WHAT YOU HAVE TO DO>
Go through the lines below. Copy those with "restart".

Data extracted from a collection
-- Opening Marker --

PR #6549, opened 2026-09-15
fix(inbounds): check ports when an inbound is enabled, not only when it is saved

BlindMaster24:
## What breaks today

`SetInboundEnable` (`inbound.go:1574`) flips the `enable` column and, for a node row, polls the remote — with **no port check on that path at all**. Every guard in the panel lives on the save path: `checkPortConflictTx` runs from `AddInbound` (`inbound.go:1229`) and `UpdateInbound` (`inbound.go:1729`), and nowhere else. So a row can reach the enabled state having never been checked, whenever the pair was not produced through a guarded save:

* a row that predates the guards — they landed over three PRs this cycle (`#6539`, `#6540`, `#6542`), so an installation upgrading across them can hold a same-port pair in its DB;
* a restored backup or a hand-edited row, which never went through `AddInbound`.

Once the flag moves, the generated config has two inbounds on one socket, and the core does not skip the second one — it exits the whole process on the failed listen (`main/run.go:94`), taking every protocol on the host down, then the one-second watchdog retries it. Reached from the UI with the enable switch; no unusual steps.

## The change

Check the same rules before the flag moves, and only for a local enable — nodes run their own Xray, so a node row sharing a local port stays legal, and enabling is the direction that can create a collision (disabling cannot):

```go
if enable && inbound.NodeID == nil {
    conflict, err := checkPortConflictTx(db, inbound, inbound.Id)
    ...
}
```

The refusal is `common.NewError(conflict.String())`, the same shape `AddInbound`/`UpdateInbound` already return, so the panel shows *which* row owns the port (`'holder' (#2) port 44431 (tcp)`). Because the check runs before the transaction, a refused enable leaves the row disabled — no half-applied switch.

Reuse, not a new rule: this is the existing checker with all of its special cases (tcp/udp coexistence, reserved API and egress ports, AmneziaWG relay slots, node exemption), so an enable can no longer be refused for something a save would have allowed.

Note this is the same funnel question the previous PRs closed from the config side: with #6547 a colliding config is refused before the core is swapped, so the failure is loud either way — but refusing at the switch is where the operator can act, and it keeps the log from being the only report.

`TestSetInboundEnableRefusesAPortAnotherEnabledInboundServes` — two rows on `0.0.0.0:44431`, the second disabled through the DB, then the enable switch:

```
--- FAIL: TestSetInboundEnableRefusesAPortAnotherEnabledInboundServes (0.27s)
    inbound_enable_port_test.go:39: enabling a row onto a port another enabled inbound serves must be refused
```

Green after the change, and it asserts the two things that matter beyond the error: the message names `holder`, and the row is still disabled afterwards.

The state is seeded with `seedInboundConflict` (a direct `db.Create`) plus a raw `Update("enable", false)` on purpose: `AddInbound` treats a **disabled** row as owning its port (`port_conflict.go:245-252` has no `enable` predicate), so the API refuses to build this pair in the first place — which is exactly the class of row this guard is for.

Two guards against the fix being too broad, both green before and after:

* `TestSetInboundEnableAllowsTCPUDPCoexistence` — a `vless/tcp` row enabling onto a port a `hysteria/udp` row holds, the legal coexistence the rest of the guards allow.
* `TestSetInboundEnableAllowsANodeRowOnALocalPort` — a node row enabling onto a local row's port.

The pre-existing `TestSetInboundEnableRoutedMtprotoRequestsRestart` still passes, so the MTProto restart path through this function is untouched.

## Gate

* `go test ./internal/web/service -shuffle=on` — green, 255 s (local run through a `-overlay` supplying a pure-Go SQLite driver; the tree's `go.mod`/`go.sum` are unchanged). All `TestAddInbound*`, `TestUpdateInbound*` and `TestSetInboundEnable*` tests included.
* `go test ./internal/web/job` and `./internal/web/controller` — green.
* `gofmt -l` and `go vet` on the touched packages — clean.


BlindMaster24:
Round-1 findings.

**LOW `inbound.go:1585` — the recorded reason was wrong.** You are right and I have corrected it in bd324355, both in the code and in the PR description. `checkPortConflictTx`'s candidate query (`port_conflict.go:245-252`) has no `enable` predicate, so a disabled row owns its port and `AddInbound` refuses the pair I described as step 2 — which is why the test seeds it with a direct `db.Create`. The comment now states the reason that survives that correction: every guard in the panel lives on the save path (`AddInbound`, `UpdateInbound`), and `SetInboundEnable` had none, so a row reaches the enabled state having never been checked whenever the pair was not produced by a guarded save — a row predating the guards (`#6539`, `#6540`, `#6542` all landed this cycle, so an upgrade across them can carry such a pair in its DB), a restored backup, or a hand-edited row. The PR body now says that instead of the repro that cannot happen.

**MEDIUM pre-existing `inbound.go:1587` — an inbound's port against existing forwarded ports.** Corroborated and left as pre-existing, per the rules here: this change did not introduce it, and fixing it adds a second direction to `checkForwardedPortsConflict`'s reach — a query for forwarded ports across every AmneziaWG row on the same host, wired into both `checkPortConflictTx` and the enable path, plus the port-forward side. That is a guard-shaped change of its own, not something to attach to a comment fix. Recorded for a follow-up PR; the trigger you describe (AWG client forwards 8443, then a VLESS row is created or enabled on 8443) is reachable on the current tree and I have not softened it.

Gate on this head: `go test -overlay <pure-Go SQLite rig> ./internal/web/service -run TestSetInboundEnable -count=1 -v` → all four green, including the pre-existing MTProto restart case; `gofmt` clean; `go.mod`/`go.sum` unmodified.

-- Closing Marker --

SOLVED EXERCISE>
The pre-existing `TestSetInboundEnableRoutedMtprotoRequestsRestart` still passes, so the MTProto restart path through this function is untouched.
Gate on this head: `go test -overlay <pure-Go SQLite rig> ./internal/web/service -run TestSetInboundEnable -count=1 -v` → all four green, including the pre-existing MTProto restart case; `gofmt` clean; `go.mod`/`go.sum` unmodified.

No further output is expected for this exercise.